Several sequence predictions have been made for the preprohormone sequence of the red pigment-concentrating hormone in D. pulex (Dappu-RPCH) and it’s GPCR (Dappu-RPCHR). Here we report on sequences deduced from PCR amplification with several small differences as compared to the predicted ones, but with demonstrated functional activity.

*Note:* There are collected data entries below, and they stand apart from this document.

PR #5947, opened 2017-11-13
dnsdist: Split the Lua files, remove deprecated functions

rgacogne:
### Short description

Split the existing Lua files (dnsdist-lua.cc, dnsdist-lua2.cc) into:
- dnsdist-lua.cc: main one, holding configurations directives
- dnsdist-lua-actions.cc: actions-related code
- dnsdist-lua-bindings.cc: bindings for most structures like ComboAddress, Netmask, etc
- dnsdist-lua-bindings-dnsquestion.cc: bindings for DNSQuestion, DNSResponse
- dnsdist-lua-inspection.cc: inspection-related code (topXX, grepq(), ..)
- dnsdist-lua-rules.cc rules-related code
- dnsdist-lua-vars.cc: constants like DNSClass, DNSTypes, rcodes..

The main goal was to improve readability, but this might also make merges less painful and reduce the memory needed to compile dnsdist.
Note that it does remove functions deprecated in 1.2.0 because they prevented splitting actions from rules.
Comments welcome!

### Checklist

I have:
- [x] read the [CONTRIBUTING.md](https://github.com/PowerDNS/pdns/blob/master/CONTRIBUTING.md) document
- [x] compiled and tested this code
- [ ] included documentation (including possible behaviour changes)
- [ ] documented the code
- [ ] added or modified regression test(s)
- [ ] added or modified unit test(s)

PR #6003, opened 2017-11-27
Add TempFailureCacheTTLAction

zeha:
### Short description
Adds a request Action to set the packetcache TTL used for temporary failures, (= ServFail + Refused).

RFC. Will add docs, test etc when not everyone is shouting at me for this.

Usage example:
```
addAction("deduktiva.com.", TempFailureCacheTTLAction(1))
addAction("244.77.in-addr.arpa.", TempFailureCacheTTLAction(86400))
```

### Checklist

I have:
- [ ] documented the code

### DIFF
--- a/pdns/dnsdist-cache.cc
+++ b/pdns/dnsdist-cache.cc
@@ -89,7 +89,7 @@ void DNSDistPacketCache::insertLocked(CacheShard& shard, uint32_t key, const DNS
   value = newValue;
 }
 
-void DNSDistPacketCache::insert(uint32_t key, const DNSName& qname, uint16_t qtype, uint16_t qclass, const char* response, uint16_t responseLen, bool tcp, uint8_t rcode)
+void DNSDistPacketCache::insert(uint32_t key, const DNSName& qname, uint16_t qtype, uint16_t qclass, const char* response, uint16_t responseLen, bool tcp, uint8_t rcode, boost::optional<uint32_t> tempFailureTTL)
 {
   if (responseLen < sizeof(dnsheader))
     return;
@@ -97,7 +97,7 @@ void DNSDistPacketCache::insert(uint32_t key, const DNSName& qname, uint16_t qty
   uint32_t minTTL;
 
   if (rcode == RCode::ServFail || rcode == RCode::Refused) {
-    minTTL = d_tempFailureTTL;
+    minTTL = tempFailureTTL == boost::none ? d_tempFailureTTL : *tempFailureTTL;
     if (minTTL == 0) {
       return;
     }
--- a/pdns/dnsdist-tcp.cc
+++ b/pdns/dnsdist-tcp.cc
@@ -553,7 +553,7 @@ void* tcpClientThread(int pipefd)
         }
 
 	if (packetCache && !dq.skipCache) {
-	  packetCache->insert(cacheKey, qname, qtype, qclass, response, responseLen, true, dh->rcode);
+	  packetCache->insert(cacheKey, qname, qtype, qclass, response, responseLen, true, dh->rcode, dq.tempFailureTTL);
 	}
 
 #ifdef HAVE_DNSCRYPT
--- a/pdns/dnsdist.cc
+++ b/pdns/dnsdist.cc
@@ -467,7 +467,7 @@ try {
       }
 
       if (ids->packetCache && !ids->skipCache) {
-        ids->packetCache->insert(ids->cacheKey, ids->qname, ids->qtype, ids->qclass, response, responseLen, false, dh->rcode);
+        ids->packetCache->insert(ids->cacheKey, ids->qname, ids->qtype, ids->qclass, response, responseLen, false, dh->rcode, ids->tempFailureTTL);
       }
 
       if (ids->cs && !ids->cs->muted) {
@@ -1371,6 +1371,7 @@ static void processUDPQuery(ClientState& cs, LocalHolders& holders, const struct
     ids->qtype = dq.qtype;
     ids->qclass = dq.qclass;
     ids->delayMsec = delayMsec;
+    ids->tempFailureTTL = dq.tempFailureTTL;
     ids->origFlags = origFlags;
     ids->cacheKey = cacheKey;
     ids->skipCache = dq.skipCache;
--- a/pdns/dnsdist.hh
+++ b/pdns/dnsdist.hh
@@ -129,7 +129,7 @@ extern thread_local boost::uuids::random_generator t_uuidGenerator;
 
 struct DNSQuestion
 {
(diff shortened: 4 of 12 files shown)


pdns/dnsdist-cache.cc
```diff
@@ -89,15 +89,19 @@ void DNSDistPacketCache::insertLocked(CacheShard& shard, uint32_t key, const DNS
...
+void DNSDistPacketCache::insert(uint32_t key, const DNSName& qname, uint16_t qtype, uint16_t qclass, const char* response, uint16_t responseLen, bool tcp, uint8_t rcode, uint32_t tempFailureTTL)
 {
   if (responseLen < sizeof(dnsheader))
     return;
 
   uint32_t minTTL;
 
   if (rcode == RCode::ServFail || rcode == RCode::Refused) {
-    minTTL = d_tempFailureTTL;
+    if (tempFailureTTL != std::numeric_limits<uint32_t>::max()) {
```
rgacogne: It might be cleaner to make `tempFailureTTL` a `boost::optional<uint32_t>` instead of relying on a magic value? I know we haven't been consistent in the existing code..

pdns/dnsdist-lua2.cc
```diff
@@ -832,6 +832,10 @@ void moreLua(bool client)
 #endif
       });
 
+    g_lua.writeFunction("TempFailureTTLAction", [](int maxTTL) {
```
rgacogne: It would be more consistent to make `maxTTL` a `uint32_t` here.

pdns/dnsdist-tcp.cc
```diff
@@ -337,13 +337,14 @@ void* tcpClientThread(int pipefd)
 
 	string poolname;
 	int delayMsec=0;
+	uint32_t tempFailureTTL = std::numeric_limits<uint32_t>::max();
```
rgacogne: I have the feeling it would be better to make `tempFailureTTL` a member of `DNSQuestion`, it would make it easier to expose it to Lua later, if we want to. We should probably do the same thing for `delayMsec` and `poolname`, but that's another story.

pdns/dnsdist.cc
```diff
@@ -1009,6 +1009,9 @@ bool processQuery(LocalHolders& holders, DNSQuestion& dq, string& poolname, int*
       case DNSAction::Action::Delay:
         *delayMsec = static_cast<int>(pdns_stou(ruleresult)); // sorry
         break;
+      case DNSAction::Action::SetTempFailureTTL:
```
rgacogne: If we make `tempFailureTTL` a member of `DNSQuestion` we don't need to add a new `DNSAction::Action` value, `TempFailureTTLAction` can just set the value the way `SkipCacheAction` does.

pdns/dnsdist.hh
```diff
@@ -418,6 +419,7 @@ struct IDState
   uint16_t origID;                                            // 2
   uint16_t origFlags;                                         // 2
   int delayMsec;
+  uint32_t tempFailureTTL;
```
rgacogne: It would be slightly better to move this field with the other `uint32_t` one, for alignment purpose.

pdns/dnsrulactions.hh
```diff
@@ -1301,6 +1301,25 @@ private:
...
 };
 
+class TempFailureTTLAction : public DNSAction
+{
+public:
+  TempFailureTTLAction(int maxTTL) : d_maxTTL(maxTTL)
+  {}
+  TempFailureTTLAction::Action operator()(DNSQuestion* dq, string* ruleresult) const override
+  {
+    cerr << "going through TempFailureTTLAction " << endl;
```
rgacogne: The log message will have to go, of course :)

pdns/dnsrulactions.hh
```diff
@@ -1301,6 +1301,25 @@ private:
   std::string d_reason;
 };
 
+class TempFailureTTLAction : public DNSAction
```
rgacogne: I would like the name of the action to reflect that it only applies to the cache, but something like `TempFailureCacheTTLAction` is quite a mouthful..

zeha:
Addressed @rgacogne notes.

I'd think dq.tempFailureTTL should also be exposed to Lua, but now that it is a boost::optional<uint32_t> I'm not so sure how...

rgacogne:
> I'd think dq.tempFailureTTL should also be exposed to Lua, but now that it is a boost::optional<uint32_t> I'm not so sure how...

You can easily write custom member handlers using `registerMember`, making it easy to set and get the actual value. The not-so-easy part is how to convey the fact that the value is currently not set to Lua. Perhaps you could write a custom `isTempFailureTTLSet()` method?

zeha:
> Perhaps you could write a custom isTempFailureTTLSet() method?

Yeah... for symmetry maybe that also needs an unsetTempFailure() method?

This is probably not the last boost::optional that will be exposed... can we expose an Optional interface to Lua? (Happy to chat about this on IRC, haven't fully thought out this yet.)

rgacogne:
This PR will need to be rebased following the merge of #5947, sorry about that!

zeha:
Tests, Docs, Lua binding added. Turns out LuaWrapper happily exposes boost::optional!

pdns/test-dnsdistpacketcache_cc.cc
```diff
@@ -109,6 +109,52 @@ BOOST_AUTO_TEST_CASE(test_PacketCacheSimple) {
...
+    DNSQuestion dq(&a, QType::A, QClass::IN, &remote, &remote, (struct dnsheader*) query.data(), query.size(), query.size(), false);
+    bool found = PC.get(dq, a.wirelength(), 0, responseBuf, &responseBufSize, &key);
+    BOOST_CHECK_EQUAL(found, false);
+
+    // Insert with failure-TTL of 0 (-> should not enter cache).
+    PC.insert(key, a, QType::A, QClass::IN, (const char*) response.data(), responseLen, false, RCode::ServFail, boost::optional<uint32_t>(0));
+    found = PC.get(dq, a.wirelength(), pwR.getHeader()->id, responseBuf, &responseBufSize, &key, 0, true);
+    BOOST_CHECK_EQUAL(found, false);
+
+    // Insert with failure-TTL non-zero (-> should not enter cache).
```
rgacogne: s/should not enter cache/should enter cache/ ?

regression-tests.dnsdist/test_Caching.py
```diff
@@ -354,6 +354,52 @@ def testCacheDifferentCase(self):
...
+
+        (receivedQuery, receivedResponse) = self.sendUDPQuery(query, response)
+        self.assertTrue(receivedQuery)
+        self.assertTrue(receivedResponse)
+        receivedQuery.id = query.id
+        self.assertEquals(query, receivedQuery)
+        self.assertEquals(receivedResponse, response)
+
+        # next query should hit the cache
+        (receivedQuery, receivedResponse) = self.sendUDPQuery(query, response)
```
rgacogne: If you expect the query to hit the cache, I don't think you should provide a response. Otherwise it will be added to the queue and this might prove an issue later because you won't get the expected answer for the next test. It's not an issue there because you pass the exact same answer to the next test, but you might want to use:
```
self.sendUDPQuery(query, response=None, useQueue=False)
```

zeha:
Nits addressed, thanks!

The very short signal peptide of Dappu-RPCH amplified in the current study is unusual as AKH/RPCH signal peptides are around 20 amino acids long (Fig. 1). The sequence predicted from the genomic scaffold has a longer signal peptide but 5′ RACEs of the current study were not successful in amplifying the predicted 5′ end. This may possibly indicate a fault in the genomic data, e.g. misassembly of the read sequences, or perhaps poor quality of the RNA extracted from D. pulex specimens in the current study, although RNA was extracted from several batches of animals and the much longer receptor cDNA was also cloned from it. It is interesting, too, that a previous attempt to amplify the predicted Dappu-RPCH preprohormone by RT-PCR was unsuccessful9, and that an earlier in silico search of D. pulex ESTs reported that Dappu-RPCH could not be found36. Nonetheless, the RPCH preprohormone of D. pulex amplified in the current study is constructed in the same way as for other AKH/RPCHs, viz. a signal peptide, Dappu-RPCH, amidation and dibasic cleavage site, and finally a precursor-related peptide. The translated, mature Dappu-RPCH peptide has the following sequence: pQVNFSTSWamide. The presence of such a peptide in a United Kingdom D. pulex clone (strain Livpu01) was deduced from mass spectrometry as [M + H]+ = 950.44, although the mass ion was not fragmented to confirm the amino acid sequence and peptide identity9.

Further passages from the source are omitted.